* PROBLEM *
Below are the records. Gather each line that holds "WalletTypes".

═════ PROVIDED RECORDS ═════

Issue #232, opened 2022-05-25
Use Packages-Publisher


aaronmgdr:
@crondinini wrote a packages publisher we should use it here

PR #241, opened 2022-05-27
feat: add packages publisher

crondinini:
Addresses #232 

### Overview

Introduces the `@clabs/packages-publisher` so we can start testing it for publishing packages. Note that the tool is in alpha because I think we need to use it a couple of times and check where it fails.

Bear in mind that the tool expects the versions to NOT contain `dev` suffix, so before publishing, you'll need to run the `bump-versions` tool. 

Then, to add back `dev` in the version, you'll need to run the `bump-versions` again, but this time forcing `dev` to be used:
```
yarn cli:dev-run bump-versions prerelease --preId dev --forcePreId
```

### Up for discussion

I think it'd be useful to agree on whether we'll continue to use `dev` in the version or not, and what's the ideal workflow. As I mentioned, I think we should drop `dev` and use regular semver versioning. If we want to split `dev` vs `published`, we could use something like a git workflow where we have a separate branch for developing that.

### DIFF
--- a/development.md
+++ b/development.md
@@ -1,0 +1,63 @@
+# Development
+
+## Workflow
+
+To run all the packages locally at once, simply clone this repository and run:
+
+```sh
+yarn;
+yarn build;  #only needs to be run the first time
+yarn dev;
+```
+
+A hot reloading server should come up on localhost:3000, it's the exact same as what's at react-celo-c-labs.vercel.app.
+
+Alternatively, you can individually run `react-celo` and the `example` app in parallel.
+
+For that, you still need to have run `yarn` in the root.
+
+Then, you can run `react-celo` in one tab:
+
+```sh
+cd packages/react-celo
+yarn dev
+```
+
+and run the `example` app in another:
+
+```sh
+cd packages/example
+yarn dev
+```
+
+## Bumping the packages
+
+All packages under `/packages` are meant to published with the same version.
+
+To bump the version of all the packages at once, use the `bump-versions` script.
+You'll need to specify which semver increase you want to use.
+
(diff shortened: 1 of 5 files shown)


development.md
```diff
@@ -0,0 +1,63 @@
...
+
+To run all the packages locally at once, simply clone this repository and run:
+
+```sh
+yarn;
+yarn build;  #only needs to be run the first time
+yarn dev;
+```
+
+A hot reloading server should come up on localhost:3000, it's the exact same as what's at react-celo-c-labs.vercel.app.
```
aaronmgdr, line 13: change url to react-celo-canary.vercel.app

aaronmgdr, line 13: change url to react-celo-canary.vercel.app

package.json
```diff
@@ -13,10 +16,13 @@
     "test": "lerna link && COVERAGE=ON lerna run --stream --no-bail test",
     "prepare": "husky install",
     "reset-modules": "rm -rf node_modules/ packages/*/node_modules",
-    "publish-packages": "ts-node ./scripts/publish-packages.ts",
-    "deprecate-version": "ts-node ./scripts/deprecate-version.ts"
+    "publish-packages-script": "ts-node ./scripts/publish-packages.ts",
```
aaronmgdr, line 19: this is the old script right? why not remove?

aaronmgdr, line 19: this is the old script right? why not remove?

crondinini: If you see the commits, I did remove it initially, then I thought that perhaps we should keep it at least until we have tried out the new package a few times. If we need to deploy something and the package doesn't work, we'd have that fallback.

═════
═════ PROVIDED RECORDS ═════

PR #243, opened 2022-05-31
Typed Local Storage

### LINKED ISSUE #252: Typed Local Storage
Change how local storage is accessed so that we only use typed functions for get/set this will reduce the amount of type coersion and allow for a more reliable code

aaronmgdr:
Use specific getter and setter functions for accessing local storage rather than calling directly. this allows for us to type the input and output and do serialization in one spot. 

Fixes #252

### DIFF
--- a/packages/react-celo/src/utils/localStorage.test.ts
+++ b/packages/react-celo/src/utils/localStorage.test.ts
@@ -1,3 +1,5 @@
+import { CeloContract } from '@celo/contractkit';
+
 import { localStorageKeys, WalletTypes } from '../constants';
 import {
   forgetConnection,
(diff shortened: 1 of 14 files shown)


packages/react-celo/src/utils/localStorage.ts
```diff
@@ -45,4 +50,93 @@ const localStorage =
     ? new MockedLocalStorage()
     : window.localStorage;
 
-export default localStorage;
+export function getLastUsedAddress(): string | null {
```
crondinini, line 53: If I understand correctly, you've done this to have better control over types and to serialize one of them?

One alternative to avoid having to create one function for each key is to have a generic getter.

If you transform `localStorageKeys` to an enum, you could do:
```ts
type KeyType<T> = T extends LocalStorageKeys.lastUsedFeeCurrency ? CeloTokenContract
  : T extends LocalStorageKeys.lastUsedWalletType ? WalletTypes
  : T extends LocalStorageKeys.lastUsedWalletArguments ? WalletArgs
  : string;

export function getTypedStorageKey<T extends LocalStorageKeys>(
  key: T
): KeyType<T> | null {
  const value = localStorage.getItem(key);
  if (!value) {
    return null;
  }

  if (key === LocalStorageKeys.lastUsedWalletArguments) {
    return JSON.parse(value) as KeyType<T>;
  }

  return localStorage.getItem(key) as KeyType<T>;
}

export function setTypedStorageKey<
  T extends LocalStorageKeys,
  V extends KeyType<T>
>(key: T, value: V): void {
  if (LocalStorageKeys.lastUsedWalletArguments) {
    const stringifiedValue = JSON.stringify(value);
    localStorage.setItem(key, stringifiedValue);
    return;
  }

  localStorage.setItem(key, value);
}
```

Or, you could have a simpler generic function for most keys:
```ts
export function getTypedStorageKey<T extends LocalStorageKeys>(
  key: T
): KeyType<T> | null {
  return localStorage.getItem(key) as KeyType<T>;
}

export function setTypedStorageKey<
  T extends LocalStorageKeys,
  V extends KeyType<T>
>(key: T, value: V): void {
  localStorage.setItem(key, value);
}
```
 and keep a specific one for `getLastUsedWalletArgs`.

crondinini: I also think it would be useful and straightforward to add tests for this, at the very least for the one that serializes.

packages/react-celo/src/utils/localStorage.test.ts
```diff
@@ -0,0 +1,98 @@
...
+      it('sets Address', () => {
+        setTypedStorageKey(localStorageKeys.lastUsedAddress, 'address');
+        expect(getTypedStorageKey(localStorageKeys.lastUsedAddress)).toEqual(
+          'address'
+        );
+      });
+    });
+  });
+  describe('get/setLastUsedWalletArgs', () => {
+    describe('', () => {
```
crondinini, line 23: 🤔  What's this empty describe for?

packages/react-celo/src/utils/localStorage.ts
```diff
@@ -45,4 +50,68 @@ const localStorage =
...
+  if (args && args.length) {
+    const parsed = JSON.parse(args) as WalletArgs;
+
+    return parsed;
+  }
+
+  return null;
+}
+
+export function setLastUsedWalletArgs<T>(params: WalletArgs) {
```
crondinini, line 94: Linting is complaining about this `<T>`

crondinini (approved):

═════

* FINAL ANSWER *
 import { localStorageKeys, WalletTypes } from '../constants';
  : T extends LocalStorageKeys.lastUsedWalletType ? WalletTypes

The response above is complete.